--- Supplied material Enclosed Below ---
PR #7852, opened 2021-09-13
fix(DB/Gameobject): adds location information to game objects 4/17

jamadaha:
## Changes Proposed:
-  Adds map, zone and area id to game objects
- This is a continuation of #7815 

## Tests Performed:

- Verified that the correct amount of rows was changed — 5000
- Checked every 100'th game object location — should be fine as the data was gathered automatically.
- Spot checked some data points in newly inserted data, to make sure that it was inserted correctly

## How to Test the Changes:

1. Run SQL query
2. Should change 5000 rows
3. Check some data points. No need to check all. (If you want to go ahead, but it would take 2h+)
    * Check by typing .gps at the gameobject, then compare that to DB (After query)
4. Make certain that each map, zone, and area ID is in the correct column in DB

* Admin objects can have wrong the location. The cause is that you can't teleport to some objects via ``.go object``


Helias (approved):

Helias:
query executed without issues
--- End of Enclosed Supplied material ---
### Task item
The entries above must be copied verbatim. Leave none out.

### Your response
PR #7852, opened 2021-09-13
fix(DB/Gameobject): adds location information to game objects 4/17

jamadaha:
## Changes Proposed:
-  Adds map, zone and area id to game objects
- This is a continuation of #7815 

## Tests Performed:

- Verified that the correct amount of rows was changed — 5000
- Checked every 100'th game object location — should be fine as the data was gathered automatically.
- Spot checked some data points in newly inserted data, to make sure that it was inserted correctly

## How to Test the Changes:

1. Run SQL query
2. Should change 5000 rows
3. Check some data points. No need to check all. (If you want to go ahead, but it would take 2h+)
    * Check by typing .gps at the gameobject, then compare that to DB (After query)
4. Make certain that each map, zone, and area ID is in the correct column in DB

* Admin objects can have wrong the location. The cause is that you can't teleport to some objects via ``.go object``


Helias (approved):

Helias:
query executed without issues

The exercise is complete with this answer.